(INPUT RECORDS)

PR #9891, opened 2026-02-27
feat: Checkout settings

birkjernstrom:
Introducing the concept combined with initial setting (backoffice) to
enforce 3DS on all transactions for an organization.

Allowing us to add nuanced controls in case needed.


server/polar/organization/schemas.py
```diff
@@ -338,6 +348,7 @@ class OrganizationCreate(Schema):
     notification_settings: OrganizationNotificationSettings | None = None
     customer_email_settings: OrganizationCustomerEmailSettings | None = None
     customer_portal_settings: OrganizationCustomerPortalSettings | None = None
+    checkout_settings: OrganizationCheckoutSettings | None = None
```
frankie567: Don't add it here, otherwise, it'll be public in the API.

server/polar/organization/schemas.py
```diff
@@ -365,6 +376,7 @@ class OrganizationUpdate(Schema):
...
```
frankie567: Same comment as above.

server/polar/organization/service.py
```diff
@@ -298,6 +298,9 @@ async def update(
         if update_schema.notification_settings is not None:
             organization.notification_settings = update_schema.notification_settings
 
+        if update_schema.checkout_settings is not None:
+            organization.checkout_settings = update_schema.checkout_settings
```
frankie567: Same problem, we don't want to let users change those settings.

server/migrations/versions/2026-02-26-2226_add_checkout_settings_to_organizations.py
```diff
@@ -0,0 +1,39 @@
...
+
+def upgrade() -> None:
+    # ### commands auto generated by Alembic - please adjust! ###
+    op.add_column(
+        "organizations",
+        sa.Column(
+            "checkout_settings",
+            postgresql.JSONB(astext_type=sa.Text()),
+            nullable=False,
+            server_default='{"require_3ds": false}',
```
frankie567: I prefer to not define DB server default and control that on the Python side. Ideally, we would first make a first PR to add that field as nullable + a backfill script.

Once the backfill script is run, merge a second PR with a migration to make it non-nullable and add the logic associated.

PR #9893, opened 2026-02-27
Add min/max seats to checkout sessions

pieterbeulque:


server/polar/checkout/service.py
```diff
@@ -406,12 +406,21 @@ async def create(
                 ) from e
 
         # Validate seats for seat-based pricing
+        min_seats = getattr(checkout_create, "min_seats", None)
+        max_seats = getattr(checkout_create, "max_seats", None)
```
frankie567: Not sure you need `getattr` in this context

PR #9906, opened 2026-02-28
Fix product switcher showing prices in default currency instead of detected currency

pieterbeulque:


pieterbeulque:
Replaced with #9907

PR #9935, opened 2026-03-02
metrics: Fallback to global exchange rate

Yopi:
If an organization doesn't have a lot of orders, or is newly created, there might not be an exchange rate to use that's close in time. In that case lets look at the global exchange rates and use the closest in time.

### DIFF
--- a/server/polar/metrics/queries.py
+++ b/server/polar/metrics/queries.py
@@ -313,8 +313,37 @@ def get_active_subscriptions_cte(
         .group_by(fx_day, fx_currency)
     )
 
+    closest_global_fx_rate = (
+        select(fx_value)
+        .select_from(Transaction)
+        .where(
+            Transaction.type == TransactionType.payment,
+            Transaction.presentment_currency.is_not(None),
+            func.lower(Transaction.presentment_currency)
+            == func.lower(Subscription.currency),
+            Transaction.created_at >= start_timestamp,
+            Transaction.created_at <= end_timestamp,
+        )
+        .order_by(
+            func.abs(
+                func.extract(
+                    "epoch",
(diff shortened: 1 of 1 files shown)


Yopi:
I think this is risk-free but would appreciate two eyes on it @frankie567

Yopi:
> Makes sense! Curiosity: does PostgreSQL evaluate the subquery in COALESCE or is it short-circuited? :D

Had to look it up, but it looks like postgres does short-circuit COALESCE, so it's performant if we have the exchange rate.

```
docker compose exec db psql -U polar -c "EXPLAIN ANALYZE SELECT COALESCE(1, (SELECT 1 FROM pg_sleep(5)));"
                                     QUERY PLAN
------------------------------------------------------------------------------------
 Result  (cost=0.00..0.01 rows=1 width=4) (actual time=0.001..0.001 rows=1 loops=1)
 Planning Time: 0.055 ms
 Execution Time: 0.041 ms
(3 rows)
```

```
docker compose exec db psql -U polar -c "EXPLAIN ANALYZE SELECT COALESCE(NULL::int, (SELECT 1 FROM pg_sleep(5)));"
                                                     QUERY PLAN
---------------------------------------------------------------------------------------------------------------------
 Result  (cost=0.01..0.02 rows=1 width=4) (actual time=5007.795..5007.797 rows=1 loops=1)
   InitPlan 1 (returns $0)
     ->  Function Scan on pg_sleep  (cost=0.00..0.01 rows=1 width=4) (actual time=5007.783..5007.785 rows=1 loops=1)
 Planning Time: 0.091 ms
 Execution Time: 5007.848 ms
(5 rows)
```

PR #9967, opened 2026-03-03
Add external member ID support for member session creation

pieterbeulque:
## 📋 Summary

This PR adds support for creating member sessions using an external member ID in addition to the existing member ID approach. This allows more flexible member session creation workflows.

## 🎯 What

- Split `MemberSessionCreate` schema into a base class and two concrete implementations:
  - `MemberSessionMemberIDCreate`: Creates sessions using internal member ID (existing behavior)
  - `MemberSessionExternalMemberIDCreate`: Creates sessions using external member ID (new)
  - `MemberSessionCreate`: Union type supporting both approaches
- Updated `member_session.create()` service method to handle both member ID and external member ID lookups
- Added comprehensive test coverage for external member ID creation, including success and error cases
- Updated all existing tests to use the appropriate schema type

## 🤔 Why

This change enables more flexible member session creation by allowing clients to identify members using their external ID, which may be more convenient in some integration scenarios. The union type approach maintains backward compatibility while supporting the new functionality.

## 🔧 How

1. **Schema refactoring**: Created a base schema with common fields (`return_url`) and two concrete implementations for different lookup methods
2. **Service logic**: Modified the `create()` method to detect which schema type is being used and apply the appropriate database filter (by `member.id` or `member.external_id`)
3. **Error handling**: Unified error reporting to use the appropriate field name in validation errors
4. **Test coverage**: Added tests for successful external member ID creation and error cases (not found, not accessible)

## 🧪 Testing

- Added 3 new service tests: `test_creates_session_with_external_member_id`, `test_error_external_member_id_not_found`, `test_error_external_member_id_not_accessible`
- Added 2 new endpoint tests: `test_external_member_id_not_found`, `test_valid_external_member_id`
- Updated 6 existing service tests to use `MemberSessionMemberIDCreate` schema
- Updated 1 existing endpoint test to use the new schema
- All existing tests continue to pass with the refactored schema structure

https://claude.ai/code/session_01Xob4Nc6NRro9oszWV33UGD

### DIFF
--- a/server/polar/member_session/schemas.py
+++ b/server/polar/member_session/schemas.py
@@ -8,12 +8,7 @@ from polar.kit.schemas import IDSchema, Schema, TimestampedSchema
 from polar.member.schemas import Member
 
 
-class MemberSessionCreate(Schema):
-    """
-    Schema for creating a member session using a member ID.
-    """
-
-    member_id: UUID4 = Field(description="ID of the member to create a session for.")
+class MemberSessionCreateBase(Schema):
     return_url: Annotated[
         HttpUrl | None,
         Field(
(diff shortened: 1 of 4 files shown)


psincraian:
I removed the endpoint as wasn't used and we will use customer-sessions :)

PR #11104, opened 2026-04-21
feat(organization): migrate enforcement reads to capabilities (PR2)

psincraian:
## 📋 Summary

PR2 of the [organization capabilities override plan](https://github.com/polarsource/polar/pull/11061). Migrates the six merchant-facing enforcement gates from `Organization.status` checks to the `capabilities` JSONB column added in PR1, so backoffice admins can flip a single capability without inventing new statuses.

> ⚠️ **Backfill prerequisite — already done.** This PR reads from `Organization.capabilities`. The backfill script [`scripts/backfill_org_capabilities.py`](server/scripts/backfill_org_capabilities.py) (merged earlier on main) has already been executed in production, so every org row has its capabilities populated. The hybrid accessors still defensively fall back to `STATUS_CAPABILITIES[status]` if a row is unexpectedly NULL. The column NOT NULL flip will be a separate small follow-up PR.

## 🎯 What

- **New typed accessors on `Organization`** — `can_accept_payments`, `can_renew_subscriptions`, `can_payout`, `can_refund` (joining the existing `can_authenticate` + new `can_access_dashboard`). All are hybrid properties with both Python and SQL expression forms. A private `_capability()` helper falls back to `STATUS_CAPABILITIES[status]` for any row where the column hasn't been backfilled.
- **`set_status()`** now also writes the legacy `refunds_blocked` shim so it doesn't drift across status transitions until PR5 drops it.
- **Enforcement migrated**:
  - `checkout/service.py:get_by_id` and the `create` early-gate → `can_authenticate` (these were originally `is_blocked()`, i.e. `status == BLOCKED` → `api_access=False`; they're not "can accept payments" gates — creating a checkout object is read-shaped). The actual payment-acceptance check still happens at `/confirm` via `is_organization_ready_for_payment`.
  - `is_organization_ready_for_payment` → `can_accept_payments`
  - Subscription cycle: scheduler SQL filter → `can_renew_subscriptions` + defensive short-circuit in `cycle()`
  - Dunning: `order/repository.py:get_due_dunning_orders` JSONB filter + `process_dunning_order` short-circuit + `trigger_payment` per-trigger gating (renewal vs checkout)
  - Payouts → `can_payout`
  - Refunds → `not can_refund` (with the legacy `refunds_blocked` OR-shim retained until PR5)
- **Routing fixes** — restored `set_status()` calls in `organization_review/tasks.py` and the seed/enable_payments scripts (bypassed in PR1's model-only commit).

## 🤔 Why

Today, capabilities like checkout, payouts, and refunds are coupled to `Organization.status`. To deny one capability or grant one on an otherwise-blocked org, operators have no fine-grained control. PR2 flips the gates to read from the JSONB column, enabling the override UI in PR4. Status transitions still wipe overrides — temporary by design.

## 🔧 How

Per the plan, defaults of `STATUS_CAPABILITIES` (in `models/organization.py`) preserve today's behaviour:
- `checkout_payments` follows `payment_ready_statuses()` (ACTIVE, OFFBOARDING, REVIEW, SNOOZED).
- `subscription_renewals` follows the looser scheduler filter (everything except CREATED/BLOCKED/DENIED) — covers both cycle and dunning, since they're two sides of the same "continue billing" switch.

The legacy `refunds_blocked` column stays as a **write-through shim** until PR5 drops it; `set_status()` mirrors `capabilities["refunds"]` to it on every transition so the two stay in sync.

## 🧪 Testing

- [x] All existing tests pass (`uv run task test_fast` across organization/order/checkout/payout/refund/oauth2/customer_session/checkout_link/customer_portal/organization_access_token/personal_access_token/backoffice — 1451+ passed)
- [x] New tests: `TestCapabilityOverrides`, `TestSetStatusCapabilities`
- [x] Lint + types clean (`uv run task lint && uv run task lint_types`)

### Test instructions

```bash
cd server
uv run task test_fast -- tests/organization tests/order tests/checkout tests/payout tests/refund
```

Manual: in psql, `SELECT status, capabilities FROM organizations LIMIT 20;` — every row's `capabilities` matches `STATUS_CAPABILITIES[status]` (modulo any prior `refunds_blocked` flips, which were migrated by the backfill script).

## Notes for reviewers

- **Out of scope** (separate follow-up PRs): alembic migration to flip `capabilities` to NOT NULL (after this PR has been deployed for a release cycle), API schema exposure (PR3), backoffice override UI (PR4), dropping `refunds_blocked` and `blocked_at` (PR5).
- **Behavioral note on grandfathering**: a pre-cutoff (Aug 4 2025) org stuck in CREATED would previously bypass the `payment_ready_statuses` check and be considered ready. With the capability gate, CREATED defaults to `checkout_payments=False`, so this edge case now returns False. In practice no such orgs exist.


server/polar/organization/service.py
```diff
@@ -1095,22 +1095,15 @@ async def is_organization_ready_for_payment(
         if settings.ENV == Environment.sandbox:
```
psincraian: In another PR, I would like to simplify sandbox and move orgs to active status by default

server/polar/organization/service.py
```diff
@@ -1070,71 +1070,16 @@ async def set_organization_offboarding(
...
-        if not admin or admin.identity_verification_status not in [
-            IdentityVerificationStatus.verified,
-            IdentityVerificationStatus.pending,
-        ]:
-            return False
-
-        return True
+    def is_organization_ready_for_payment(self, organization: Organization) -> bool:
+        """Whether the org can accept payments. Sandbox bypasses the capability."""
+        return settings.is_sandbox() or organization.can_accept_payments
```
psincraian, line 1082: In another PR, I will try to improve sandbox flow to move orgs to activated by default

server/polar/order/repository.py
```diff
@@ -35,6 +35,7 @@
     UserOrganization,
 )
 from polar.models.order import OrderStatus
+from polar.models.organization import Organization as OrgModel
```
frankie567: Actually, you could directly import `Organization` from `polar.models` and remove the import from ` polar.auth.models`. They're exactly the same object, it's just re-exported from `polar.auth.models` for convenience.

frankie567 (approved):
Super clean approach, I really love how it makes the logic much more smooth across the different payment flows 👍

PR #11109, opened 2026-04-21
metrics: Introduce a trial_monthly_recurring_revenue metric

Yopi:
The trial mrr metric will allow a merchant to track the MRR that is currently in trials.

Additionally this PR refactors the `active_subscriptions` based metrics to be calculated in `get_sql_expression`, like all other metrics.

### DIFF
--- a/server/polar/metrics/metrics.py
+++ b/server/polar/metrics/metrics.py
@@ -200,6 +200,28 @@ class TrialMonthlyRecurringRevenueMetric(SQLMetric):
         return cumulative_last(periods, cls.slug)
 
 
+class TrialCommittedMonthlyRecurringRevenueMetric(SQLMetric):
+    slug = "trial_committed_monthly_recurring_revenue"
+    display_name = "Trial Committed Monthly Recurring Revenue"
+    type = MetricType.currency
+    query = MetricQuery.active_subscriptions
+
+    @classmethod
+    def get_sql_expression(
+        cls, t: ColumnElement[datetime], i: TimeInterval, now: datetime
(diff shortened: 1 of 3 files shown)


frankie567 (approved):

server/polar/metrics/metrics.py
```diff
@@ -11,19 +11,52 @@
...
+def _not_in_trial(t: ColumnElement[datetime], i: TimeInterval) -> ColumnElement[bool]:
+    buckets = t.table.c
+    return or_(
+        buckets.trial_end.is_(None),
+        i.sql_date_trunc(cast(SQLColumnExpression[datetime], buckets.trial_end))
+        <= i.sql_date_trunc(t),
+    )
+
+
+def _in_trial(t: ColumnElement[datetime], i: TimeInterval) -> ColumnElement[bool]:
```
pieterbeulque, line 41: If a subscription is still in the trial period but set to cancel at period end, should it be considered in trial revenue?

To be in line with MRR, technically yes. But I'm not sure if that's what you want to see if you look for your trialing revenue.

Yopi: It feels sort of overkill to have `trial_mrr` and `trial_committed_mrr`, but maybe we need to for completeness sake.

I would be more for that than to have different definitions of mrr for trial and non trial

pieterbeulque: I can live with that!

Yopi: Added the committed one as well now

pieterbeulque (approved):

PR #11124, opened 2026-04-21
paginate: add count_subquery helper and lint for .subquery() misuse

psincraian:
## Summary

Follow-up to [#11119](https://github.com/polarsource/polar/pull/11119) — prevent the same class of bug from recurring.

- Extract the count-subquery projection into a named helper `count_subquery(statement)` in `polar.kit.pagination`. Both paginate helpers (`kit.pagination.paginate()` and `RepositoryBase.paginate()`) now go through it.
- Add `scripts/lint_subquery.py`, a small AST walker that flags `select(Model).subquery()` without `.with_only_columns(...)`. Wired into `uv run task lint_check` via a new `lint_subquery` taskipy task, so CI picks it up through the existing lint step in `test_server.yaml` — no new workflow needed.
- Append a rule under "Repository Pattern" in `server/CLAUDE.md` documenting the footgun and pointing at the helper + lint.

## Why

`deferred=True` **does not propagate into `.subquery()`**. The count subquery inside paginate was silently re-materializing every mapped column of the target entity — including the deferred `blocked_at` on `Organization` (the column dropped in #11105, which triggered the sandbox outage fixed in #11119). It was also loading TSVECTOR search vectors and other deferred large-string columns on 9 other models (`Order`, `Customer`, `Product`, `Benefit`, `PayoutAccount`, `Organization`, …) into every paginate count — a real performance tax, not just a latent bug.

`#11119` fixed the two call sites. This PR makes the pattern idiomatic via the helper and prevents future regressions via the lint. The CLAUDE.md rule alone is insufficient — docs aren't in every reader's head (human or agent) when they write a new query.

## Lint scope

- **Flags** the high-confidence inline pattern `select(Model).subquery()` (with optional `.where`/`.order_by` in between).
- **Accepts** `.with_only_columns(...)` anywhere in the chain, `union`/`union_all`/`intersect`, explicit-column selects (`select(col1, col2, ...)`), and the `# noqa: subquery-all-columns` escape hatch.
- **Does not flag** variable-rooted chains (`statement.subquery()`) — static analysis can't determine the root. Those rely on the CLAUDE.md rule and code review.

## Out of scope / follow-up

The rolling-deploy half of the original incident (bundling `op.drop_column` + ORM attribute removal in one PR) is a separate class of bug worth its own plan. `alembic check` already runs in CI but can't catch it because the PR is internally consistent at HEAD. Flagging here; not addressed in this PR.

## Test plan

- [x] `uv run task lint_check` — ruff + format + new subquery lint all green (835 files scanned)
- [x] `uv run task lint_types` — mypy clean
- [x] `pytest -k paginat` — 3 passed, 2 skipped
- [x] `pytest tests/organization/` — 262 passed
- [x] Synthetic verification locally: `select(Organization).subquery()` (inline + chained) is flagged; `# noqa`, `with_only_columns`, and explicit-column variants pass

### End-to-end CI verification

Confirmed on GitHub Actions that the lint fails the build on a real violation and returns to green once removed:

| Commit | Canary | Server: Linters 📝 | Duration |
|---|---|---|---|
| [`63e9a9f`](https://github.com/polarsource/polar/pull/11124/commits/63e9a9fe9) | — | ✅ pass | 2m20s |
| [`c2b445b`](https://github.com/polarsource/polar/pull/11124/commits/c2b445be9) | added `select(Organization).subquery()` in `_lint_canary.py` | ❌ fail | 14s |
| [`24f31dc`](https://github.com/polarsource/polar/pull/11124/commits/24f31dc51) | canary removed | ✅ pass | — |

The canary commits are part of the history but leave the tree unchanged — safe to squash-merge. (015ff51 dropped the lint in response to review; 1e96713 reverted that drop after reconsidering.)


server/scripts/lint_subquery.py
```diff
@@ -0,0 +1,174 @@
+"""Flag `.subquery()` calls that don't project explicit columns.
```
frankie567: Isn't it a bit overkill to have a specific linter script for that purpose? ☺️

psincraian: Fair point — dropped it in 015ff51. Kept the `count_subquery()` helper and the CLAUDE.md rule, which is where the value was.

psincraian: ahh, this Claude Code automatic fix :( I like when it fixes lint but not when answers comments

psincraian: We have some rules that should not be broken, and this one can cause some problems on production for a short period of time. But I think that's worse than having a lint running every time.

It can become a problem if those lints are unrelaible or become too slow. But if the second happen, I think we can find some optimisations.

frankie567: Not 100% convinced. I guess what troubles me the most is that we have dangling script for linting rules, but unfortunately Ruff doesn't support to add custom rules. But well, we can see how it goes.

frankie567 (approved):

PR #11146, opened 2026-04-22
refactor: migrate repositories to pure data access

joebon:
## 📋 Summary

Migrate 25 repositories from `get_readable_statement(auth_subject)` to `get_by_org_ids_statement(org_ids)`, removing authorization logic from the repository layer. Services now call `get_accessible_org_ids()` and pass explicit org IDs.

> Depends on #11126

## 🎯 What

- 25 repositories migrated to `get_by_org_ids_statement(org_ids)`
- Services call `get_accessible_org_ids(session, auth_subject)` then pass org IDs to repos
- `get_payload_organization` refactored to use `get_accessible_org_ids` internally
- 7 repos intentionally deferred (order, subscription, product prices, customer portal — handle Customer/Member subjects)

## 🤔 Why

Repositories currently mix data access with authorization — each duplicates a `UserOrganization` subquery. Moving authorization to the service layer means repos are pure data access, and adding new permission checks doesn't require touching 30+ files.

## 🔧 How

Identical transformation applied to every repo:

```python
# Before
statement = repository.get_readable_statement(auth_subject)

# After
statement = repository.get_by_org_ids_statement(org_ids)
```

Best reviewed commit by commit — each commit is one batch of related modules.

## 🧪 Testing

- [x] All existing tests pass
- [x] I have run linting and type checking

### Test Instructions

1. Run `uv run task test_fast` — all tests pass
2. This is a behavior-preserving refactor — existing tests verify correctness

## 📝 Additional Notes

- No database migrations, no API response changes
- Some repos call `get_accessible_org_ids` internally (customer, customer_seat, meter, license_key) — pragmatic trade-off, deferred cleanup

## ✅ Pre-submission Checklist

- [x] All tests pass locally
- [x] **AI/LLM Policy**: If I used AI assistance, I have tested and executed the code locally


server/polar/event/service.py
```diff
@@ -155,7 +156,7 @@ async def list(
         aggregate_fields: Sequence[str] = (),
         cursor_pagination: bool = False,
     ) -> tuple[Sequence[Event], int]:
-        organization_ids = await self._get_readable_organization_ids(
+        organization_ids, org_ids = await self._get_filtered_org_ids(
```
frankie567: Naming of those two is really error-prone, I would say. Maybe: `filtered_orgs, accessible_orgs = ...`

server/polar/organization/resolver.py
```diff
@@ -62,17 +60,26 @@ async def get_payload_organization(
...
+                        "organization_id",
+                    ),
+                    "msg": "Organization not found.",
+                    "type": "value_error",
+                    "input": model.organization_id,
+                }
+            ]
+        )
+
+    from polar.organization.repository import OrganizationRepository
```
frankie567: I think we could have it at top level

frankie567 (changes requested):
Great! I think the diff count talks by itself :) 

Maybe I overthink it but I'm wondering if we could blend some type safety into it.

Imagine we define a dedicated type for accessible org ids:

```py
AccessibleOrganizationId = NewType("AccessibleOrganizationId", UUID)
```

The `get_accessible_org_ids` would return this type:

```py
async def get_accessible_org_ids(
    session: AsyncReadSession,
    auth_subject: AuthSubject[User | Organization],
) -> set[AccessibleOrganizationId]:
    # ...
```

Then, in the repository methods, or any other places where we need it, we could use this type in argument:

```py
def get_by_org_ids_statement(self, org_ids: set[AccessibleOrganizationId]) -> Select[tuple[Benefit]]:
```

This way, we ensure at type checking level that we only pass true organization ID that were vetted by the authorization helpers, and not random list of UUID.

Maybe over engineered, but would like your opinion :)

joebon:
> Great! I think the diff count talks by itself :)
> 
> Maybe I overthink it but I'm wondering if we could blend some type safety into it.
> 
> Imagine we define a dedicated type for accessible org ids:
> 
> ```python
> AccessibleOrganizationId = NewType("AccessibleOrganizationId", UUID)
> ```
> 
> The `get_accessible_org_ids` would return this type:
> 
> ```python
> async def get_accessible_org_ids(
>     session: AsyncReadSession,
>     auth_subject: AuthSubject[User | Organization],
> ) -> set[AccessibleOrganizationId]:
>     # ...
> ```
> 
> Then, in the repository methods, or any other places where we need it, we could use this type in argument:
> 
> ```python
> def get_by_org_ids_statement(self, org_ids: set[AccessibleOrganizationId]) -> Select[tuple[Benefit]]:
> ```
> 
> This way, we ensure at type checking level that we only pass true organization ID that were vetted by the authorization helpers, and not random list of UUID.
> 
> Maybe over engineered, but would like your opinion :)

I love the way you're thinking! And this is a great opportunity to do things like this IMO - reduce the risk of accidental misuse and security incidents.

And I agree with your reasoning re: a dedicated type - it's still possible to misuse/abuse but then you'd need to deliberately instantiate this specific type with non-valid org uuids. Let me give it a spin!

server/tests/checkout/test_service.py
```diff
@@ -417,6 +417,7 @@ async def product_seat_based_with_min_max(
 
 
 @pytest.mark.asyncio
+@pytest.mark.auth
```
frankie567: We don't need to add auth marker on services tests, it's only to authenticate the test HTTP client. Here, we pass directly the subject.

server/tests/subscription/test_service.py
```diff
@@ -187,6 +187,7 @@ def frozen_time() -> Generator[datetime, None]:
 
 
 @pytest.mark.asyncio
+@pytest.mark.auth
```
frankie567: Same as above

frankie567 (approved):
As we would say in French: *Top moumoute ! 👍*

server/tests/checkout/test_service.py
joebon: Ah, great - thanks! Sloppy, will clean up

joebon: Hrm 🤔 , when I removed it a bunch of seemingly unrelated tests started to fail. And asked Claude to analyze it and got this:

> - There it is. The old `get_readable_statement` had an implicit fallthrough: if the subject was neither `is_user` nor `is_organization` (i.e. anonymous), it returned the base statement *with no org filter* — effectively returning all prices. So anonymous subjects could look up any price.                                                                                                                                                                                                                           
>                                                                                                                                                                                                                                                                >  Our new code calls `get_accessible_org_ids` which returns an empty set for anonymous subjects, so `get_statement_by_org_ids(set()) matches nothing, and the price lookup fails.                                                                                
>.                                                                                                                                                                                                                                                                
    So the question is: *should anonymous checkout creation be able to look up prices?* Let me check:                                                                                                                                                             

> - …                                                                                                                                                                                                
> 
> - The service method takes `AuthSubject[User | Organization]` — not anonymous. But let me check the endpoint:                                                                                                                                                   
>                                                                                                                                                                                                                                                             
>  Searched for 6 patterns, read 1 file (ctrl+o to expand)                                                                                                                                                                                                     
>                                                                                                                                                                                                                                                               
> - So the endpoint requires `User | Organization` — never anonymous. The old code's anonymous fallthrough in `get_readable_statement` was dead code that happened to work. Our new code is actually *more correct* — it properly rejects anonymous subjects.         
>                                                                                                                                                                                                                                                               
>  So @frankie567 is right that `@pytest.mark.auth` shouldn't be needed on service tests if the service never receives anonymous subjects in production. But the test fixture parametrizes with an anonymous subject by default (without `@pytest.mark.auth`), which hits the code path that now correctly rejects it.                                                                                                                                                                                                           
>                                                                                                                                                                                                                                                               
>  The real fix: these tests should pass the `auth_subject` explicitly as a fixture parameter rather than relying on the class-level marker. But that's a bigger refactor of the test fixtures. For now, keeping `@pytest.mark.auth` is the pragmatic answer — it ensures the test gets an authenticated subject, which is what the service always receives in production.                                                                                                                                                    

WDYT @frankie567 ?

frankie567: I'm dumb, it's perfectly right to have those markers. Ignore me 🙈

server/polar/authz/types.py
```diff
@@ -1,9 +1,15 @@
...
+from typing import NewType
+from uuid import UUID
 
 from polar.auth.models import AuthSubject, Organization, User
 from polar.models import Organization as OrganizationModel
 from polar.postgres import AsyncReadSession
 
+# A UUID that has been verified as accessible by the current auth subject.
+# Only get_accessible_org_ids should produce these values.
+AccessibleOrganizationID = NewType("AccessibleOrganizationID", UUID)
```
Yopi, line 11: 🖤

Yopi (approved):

(End INPUT RECORDS)

▶ **TASK INSTRUCTIONS**
Which lines of the records above contain the word "define"? Report each one.

▶ **RESPONSE TO THE TASK**
frankie567: I prefer to not define DB server default and control that on the Python side. Ideally, we would first make a first PR to add that field as nullable + a backfill script.
Imagine we define a dedicated type for accessible org ids:
> Imagine we define a dedicated type for accessible org ids:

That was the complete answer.